The blended ROAS on that data was 3.11x — over goal. The agent still refused to call it. That’s the behavior you want, and it’s the behavior an LLM will not give you on its own.

The thresholds here are deliberately simple heuristics. The honest next step is statistical: a confidence interval on each channel’s conversion rate, and an indeterminate that means “the interval still includes the goal” rather than “the count is below a magic number.” But even the crude version captures 90% of the value, because the point isn’t precision — it’s having a gate at all.

The model’s actual job

Once the code has decided what’s readable and what the verdicts are, the LLM does the one thing it’s genuinely good at: turn a table of verdicts into a paragraph a human wants to read. It’s handed only the channels that survived the gate, and told explicitly not to narrate the indeterminate ones. The prose floats; the decisions are pinned.

And because the prose is the only part that needs a model, the whole tool degrades gracefully: no API key, a network blip, or an abstain, and it drops to a deterministic rule-based narrative. The analysis is identical either way. Nothing about the trustworthy core depends on the model being up.

Why the eval harness grades decisions, not words

The instinct with an LLM feature is to eval the output text. That’s a trap — you end up with brittle assertions that break the moment the model paraphrases, and you learn nothing about whether the judgment is right.

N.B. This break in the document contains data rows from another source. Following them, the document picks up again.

PR #606, opened 2020-03-20
lepton-netlist: Update Russian translation

vzh:
Localisation support has been reinstated in #589. Now, here is an updated translation into Russian.

### DIFF
--- a/netlist/po/ru.po
+++ b/netlist/po/ru.po
@@ -1,18 +1,19 @@
-# Russian translation for gEDA gnetlist
+# Russian translation for lepton-netlist
 # Copyright (c) 2014 gEDA Developers
-# Copyright (c) Vladimir Zhbanov <vzhbanov@gmail.com>, 2014.
+# Copyright (c) 2014, 2020 Vladimir Zhbanov <vzhbanov@gmail.com>
 #
-# This file is distributed under the same license as the gEDA gnetlist package.
+# This file is distributed under the same license as the lepton-eda
+# package.
 #
 # Переводчикам: см. примечания в liblepton/po/ru.po
 msgid ""
 msgstr ""
-"Project-Id-Version: geda gnetlist\n"
+"Project-Id-Version: lepton-eda\n"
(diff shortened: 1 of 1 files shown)


graahnul-grom:
@vzh Unfortunately, I can't get translated messages on my system.
Haven't tried on Linux yet, though.
I set both `LC_ALL` and `LANG` environment variables
to `ru_RU.UTF-8`.
`LANG` works for other tools (e.g. lepton-schematic), but not
for `lepton-netlist`. The same with `symcheck` (#605). :-(

vzh:
Please check that `@localedir@` has been replaced with a correct value in
the expression `(bindtextdomain %textdomain "@localedir@")` in `lepton-netlist`. Then, at least `lepton-netlist --help` should work :-) (Some messages have not been prepared for translation in the code.)

graahnul-grom:
Yes, I have checked it. `@localedir@` was correctly replaced.

vzh:
In output of `make` in `netlist/po` I see:
> test ! -f ./lepton-netlist.pot || \
  test -z "nl.gmo ru.gmo" || make nl.gmo ru.gmo

and then
> rm -f ru.gmo && /usr/bin/msgfmt -c --statistics --verbose -o ru.gmo ru.po

May it be that `ru.gmo` has not been re-created on your system?

graahnul-grom:
*.gmo files are created. Strangely, if I delete them, then `make`
does nothing to re-generate these files.
I tried this also on Linux (antix), and still unable to get localized
messages from `lepton-netlist` (other tools are OK, running
`lepton-cli` with the same command gives translated output).

vzh:
Hm, I see `antix` is based on `Debian stable`. I run `Debian` and anything is translated properly.  I would suggest to concentrate on the translation text and apply the branch in order to not get stuck here.  Besides, the issue will anyway be solved by moving netlister's Scheme modules to liblepton's directory along with all translation files, which I hope will happen in near future.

So the eval harness grades the structured result, with the model forced off:

Does the underperformer get flagged?
Do the thin channels stay indeterminate?
Does a reallocation ever touch an indeterminate channel? (It must not.)
Does the sparse dataset abstain, and does the mid-flight dataset abstain for the right reason — flight elapsed, not conversion count?

Each case is a fixture with known-correct answers; the runner exits non-zero on any failure, so it’s a CI gate. When you change a threshold or refactor the classifier, the eval tells you immediately whether you changed a decision you didn’t mean to. That regression signal is worth more than any single clever prompt.

Forward-deployed, by config

One more thing that matters when you’re embedded with a client rather than shipping a generic tool: the analyst logic is fixed, but the client is a config file. One client is ROAS-primary with a 3.0x goal and one set of noise floors; the next is CPA-primary with a $30 goal and stricter thresholds. Same delivery data, same code — swap the config and every verdict re-derives against the new KPI. That’s the file you edit while sitting with a new agency, not the codebase.

The takeaway

An LLM analysis agent earns trust the same way a good analyst does: by knowing when it doesn’t know. Build the gate first, grade the decisions not the prose, and let the model do only the part it’s good at. The green number that the agent declined to celebrate is the feature, not the bug.